Lipopolysaccharide (LPS) is a membrane glycolipid typically found in Gram-negative bacteria that can cause intestinal damage, immune response and physiological changes, and is usually used as a tool to achieve disease conditions in animals. We used a model of LPS-challenged broilers to hypothesize that dietary TB and CSB supplementation would affect intestinal morphology and disaccharidase activities, and change blood lipid profile, thus affecting muscle lipid metabolism. This was because oral butyrate is reported to decrease fat synthesis by downregulation of insulin receptor b, phosphatidyl-inositol-3-kinase and atypical protein kinase Cζ in live broiler chicks (Mátis et al., 2015Mátis G, Kulcsár A, Turowsk V, Fébel H, Neogrády Zs, Huber K. Effects of oral butyrate application on insulin signaling in various tissues of chickens. Domestic Animal Endocrinology 2015;50:26-31.).

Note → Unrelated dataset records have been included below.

Issue #339, opened 2025-02-27
``parameters`` & ``active`` fields in workflow schema


mvdbeek:
So we can define parameters in workflows.yml.
xref https://github.com/galaxyproject/brc-analytics/pull/283#issuecomment-2657159212.

The active field is not entirely necessary, but would make it pretty easy to automate PRs that would add or update new workflows. When processing the source file you could just drop anything that is inactive. Otherwise one would need to edit down PRs to include only the new workflows, which would be a little more work than necessary considering we're probably not going to add all of the IWC workflows.

MillenniumFalconMechanic:
See also #351.

Issue #277, opened 2025-02-11
Can workflow TRS IDs point to latest?


NoopDog:

mvdbeek:
No, parameters can change and "latest" is a problem for reproducibility.

NoopDog:
OK then. @nekrut reply is as you expected ;)

PR #342, opened 2025-03-03
feat: update workflows from IWC manifest and set assembly-specific parameters (#351, #339)

mvdbeek:
Closes https://github.com/galaxyproject/brc-analytics/issues/339.

Run
```shell
python catalog/source/iwc_manifest_to_workflow_yaml.py --exclude-other
npm run build-brc-db
```
to fetch a list of current workflows from https://iwc.galaxyproject.org/workflow_manifest.json.
Only workflows for currently enabled categories are fetched.
If necessary, annotate parameters that require a reference genome id, fasta or gtf file with
`{{ assembly_id }}`, `{{ assembly_fasta_url }}`, `{{ gene_model_url }}`.
These values will be substituted with assembly-specific values at runtime.

### DIFF
--- a/catalog/build/py/iwc_manifest_to_workflows_yaml.py
+++ b/catalog/build/py/iwc_manifest_to_workflows_yaml.py
@@ -17,6 +17,7 @@ DOCKSTORE_COLLECTION_TO_CATEGORY = {
     "Epigenetics": WorkflowCategoryId.REGULATION,
     "Genome assembly": WorkflowCategoryId.ASSEMBLY,
 }
+MANIFEST_SOURCE_OF_TRUTH = ("trs_id", "workflow_name", "categories", "workflow_description")
 
 
 def read_existing_yaml():
@@ -99,10 +100,12 @@ def merge_into_existing():
     for versionless_trs_id, current_workflow_input in current.items():
         existing_workflow_input = existing.get(versionless_trs_id)
         if existing_workflow_input:
-            # someone has annotated ploidy and parameters, keep these, but also check
-            # that existing parameters still exist
-            current_workflow_input.ploidy = existing_workflow_input.ploidy
-            current_workflow_input.active = existing_workflow_input.active
+            # we'll keep whatever has been specified in the brc repo,
+            # and only update values that are in the iwc manifest
+            exisiting_dict = existing_workflow_input.model_dump()
+            new_dict = current_workflow_input.model_dump()
+            for key in MANIFEST_SOURCE_OF_TRUTH:
+                exisiting_dict[key] = new_dict[key]
             # check that specified parameters still exist
             current_workflow_parameter_keys = {param.key for param in current_workflow_input.parameters}
             for param in existing_workflow_input.parameters:
@@ -111,8 +114,7 @@ def merge_into_existing():
                     raise Exception(
                         f"{param.key} specified but is not part of updated workflow {current_workflow_input.trs_id}! Review and fix manually"
                     )
-            # keep existing parameters
-            current_workflow_input.parameters = existing_workflow_input.parameters
+            current_workflow_input = Workflow(**exisiting_dict)
         merged[versionless_trs_id] = current_workflow_input
     return merged
 


catalog/output/workflows.json
```diff
@@ -34,19 +34,19 @@
           "gtf": "{{ gene_model_url }}"
         },
         "ploidy": "ANY",
-        "trsId": "#workflow/github.com/iwc-workflows/fastq-to-matrix-10x/scrna-seq-fastq-to-matrix-10x-cellplex/versions/v0.6",
-        "workflowDescription": "This workflow processes the CMO fastqs with CITE-seq-Count and include the translation step required for cellPlex processing. In parallel it processes the Gene Expresion fastqs with STARsolo, filter cells with DropletUtils and reformat all outputs to be easily used by the function 'Read10X' from Seurat.",
-        "workflowName": "scRNA-seq_preprocessing_10X_cellPlex"
+        "trsId": "#workflow/github.com/iwc-workflows/fastq-to-matrix-10x/scrna-seq-fastq-to-matrix-10x-cellplex/versions/v0.6.2",
```
mvdbeek, line 37: This is what a normal update will look like, since the current diff for the whole PR is hard to read.

catalog/schema/workflows.yaml
```diff
@@ -45,3 +49,11 @@ classes:
         description: The description of the workflow.
         required: true
         range: string
+      parameters:
+        description: The parameters of the workflow. Dictionary with arbitrary depth, string keys and primitive values.
+        required: false
+        range: Any
```
d-callan, line 55: idk linkml almost at all, but im finding it surprising there isnt a way to do what we want here

catalog/source/iwc_manifest_to_workflows_yaml.py
```diff
@@ -0,0 +1,180 @@
...
+    workflow_description: str
+    ploidy: str
+    # readme: str
+    parameters: Optional[Dict[str, Any]] = None
+    active: bool = False
+
+    def as_dict(self):
+        # convert to brc category enum
+        d = asdict(self)
+        d["categories"] = sorted(
```
d-callan, line 44: so this means a workflow can have multiple categories? is that a thing we want?

catalog/source/iwc_manifest_to_workflows_yaml.py
```diff
@@ -0,0 +1,180 @@
...
+        for workflow in sorted_workflows:
+            if "OTHER" in workflow["categories"]:
+                workflow["categories"].remove("OTHER")
+                if not workflow["categories"]:
+                    print(f'Excluding workflow {workflow["trs_id"]}, category unknown')
+                    continue
+            final_workflows.append(workflow)
+        sorted_workflows = final_workflows
+    final_workflows = sorted_workflows
+    with open(WORKFLOWS_PATH, "w") as out:
```
d-callan, line 159: so if im understanding so far, the new flow is to overwrite the yml file w this script, then run the existing script to make workflows.json from the now semi-manually, semi-programmatically created yaml? i wonder if a better flow would be something like to put a list of only the workflows we want in workflows yml w only the fields that need manual curation (ploidy, soon to be tax id), and then add the params, descriptions, names, etc as part of the script that produces the json?

catalog/schema/generated/schema.ts
```diff
@@ -115,6 +120,10 @@ export interface Workflow {
     workflow_name: string,
     /** The description of the workflow. */
     workflow_description: string,
+    /** The parameters of the workflow. Dictionary with arbitrary depth, string keys and primitive values. */
+    parameters?: Any,
+    /** Determines if workflow should be included. */
+    active: boolean,
```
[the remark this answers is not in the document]
d-callan: ok. i see the description of the thing now. im not 100% convinced we need this field, but if we decide to keep it maybe we can think of a more verbose/ descriptive thing to call it?

catalog/source/iwc_manifest_to_workflows_yaml.py
```diff
@@ -0,0 +1,180 @@
...
+CATEGORIES = Literal[
+    "VARIANT_CALLING",
+    "TRANSCRIPTOMICS",
+    "REGULATION",
+    "ASSEMBLY",
+    "GENOME_COMPARISONS",
+    "PROTEIN_FOLDING",
+    "OTHER",
+]
+DOCKSTORE_COLLECTION_TO_CATEGORY = {
```
d-callan, line 22: can we/ do we verify somewhere that all the categories listed in the categories yml have a mapping? or do we want to try to do that is i guess the first q..

catalog/source/iwc_manifest_to_workflows_yaml.py
d-callan: also, is this automatically picking up new versions of workflows? is that a thing we want?

NoopDog:
@mvdbeek, we are looking at this in detail. In a few days, we will have a PR into this PR for you to review. Thanks for putting this together.

NoopDog:
I have converted this to a draft PR while we make suggestions.

hunterckx:
Hey @mvdbeek, I'm trying think of what we could do to make the model more specific and avoid using `Any` for `parameters`, but I think I could do with a bit of background on what's required of the parameter definitions.

It looks like the parameter definitions currently come in a pretty limited number of forms (namely strings to be replaced with a variable and a few variations on dicts with a `class` field) -- is there a reason we would want to keep it open to arbitrary dictionaries?

I'm also curious what the intended use of those parameters with a `class` is, as they don't appear to be used currently.

mvdbeek:
> is there a reason we would want to keep it open to arbitrary dictionaries?

yes, that's how you submit arrays or things, or set of nested parameters. Note how the parameter names are entirely configurable in a workflow, so I don't think a fixed schema will do.

> I'm also curious what the intended use of those parameters with a class is, as they don't appear to be used currently.

These are in the source only, so you can see at a glance what the type of the parameter is and you don't need to go checking in the workflow whether we need a assembly id or a fasta file. It's a convenience thing that makes setting parameters to assembly specific inputs easy.

catalog/source/iwc_manifest_to_workflows_yaml.py
mvdbeek: I don't see what the advantage is with your suggestion. As a maintainer you look at a single file, set what's needed to be set and you toggle the active flag. Updates will work fine for the most part unless a specified parameter has changed, in which case the script fails and you have to fix this manually.

Yes, we want the latest versions, this is a safe way to do what https://github.com/galaxyproject/brc-analytics/issues/277 was aiming at.

catalog/source/iwc_manifest_to_workflows_yaml.py
mvdbeek: Put it in a file and read it from there ? I don't think this needs to be part of this PR.

hunterckx:
Thanks for the clarification @mvdbeek! I've opened pull request mvdbeek#1 targeting this branch with my attempt at refining the model -- see additional notes there

(cc @NoopDog)

d-callan:
who is reviewing this, me?

README.md
```diff
@@ -58,6 +58,21 @@ the `# Anopheles gambiae` comment:
 - accession: XXX_000000000.0
 ```
 
+### Updating workflows
+
+Run
+
+```shell
+python catalog/source/iwc_manifest_to_workflow_yaml.py --exclude-other
```
d-callan, line 66: looks like we have a new helper in package.json, but readme isnt updated to reflect this?

d-callan (approved):
ah well, i went and reviewed it

i still dont prefer this flow, where a thing partly programmatically produced is in 'source' where it can be (and is meant to be) modified after. but i wont stand in its way for that

hunterckx (changes requested):
I'd like to request a couple changes:
- Looks like I failed to update the readme to reflect the new model for specifying parameters -- sorry about that! Maybe change the "If necessary [...]" sentence to something like "If necessary, update parameters that require a reference genome id, fasta or gtf file to include the `variable` slot, containing one of `ASSEMBLY_ID`, `ASSEMBLY_FASTA_URL`, or `GENE_MODEL_URL`."
- I think it would be safer to create the updated workflow data by merging new values from the current workflows into the existing workflows, rather than merging existing values into the current workflows, as it is now. That way it's easier to avoid accidentally discarding new manually-written fields -- for example, since this PR was opened, we've added an optional `taxonomy_id` field, which would be overwritten by the script as it is currently.

mvdbeek:
I can update the readme. We can limit the update to fields that come from the upstream manifest, but we do have to overwrite the existing values to get new parameters, descriptions and names.

hunterckx:
> I can update the readme. We can limit the update to fields that come from the upstream manifest, but we do have to overwrite the existing values to get new parameters, descriptions and names.

@mvdbeek Thanks! Yeah, I was thinking that for existing workflows we should update only the necessary values, and make sure anything that isn't populated from the IWC manifest is left in place.

catalog/output/workflows.json
```diff
@@ -19,32 +29,72 @@
...
       },
       {
+        "parameters": [
+          {
+            "key": "Reference genome",
+            "variable": "ASSEMBLY_ID"
+          },
+          {
+            "key": "GTF file of annotation",
+            "variable": "GENE_MODEL_URL"
```
mvdbeek, line 90: @NoopDog This should be the missing parameter we talked about on the call today.

hunterckx (approved):
Looks good, thanks @mvdbeek!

The objective of the present study was to investigate the effects of dietary supplementation of TB and CSB on intestinal morphology, disaccharidase activity, and intramuscular fat of LPS-challenged broilers. Also, we determined the changes in DNA and protein levels of intestinal mucosa and blood lipid content in broilers.

MATERIALS AND METHODS

Experimental Procedure

The experiment was conducted for 42 days at the Animal Center of Wuhan Polytechnic University, China, and was in accordance with the guidelines established by the Animal Care and Use Committee of Hubei Province.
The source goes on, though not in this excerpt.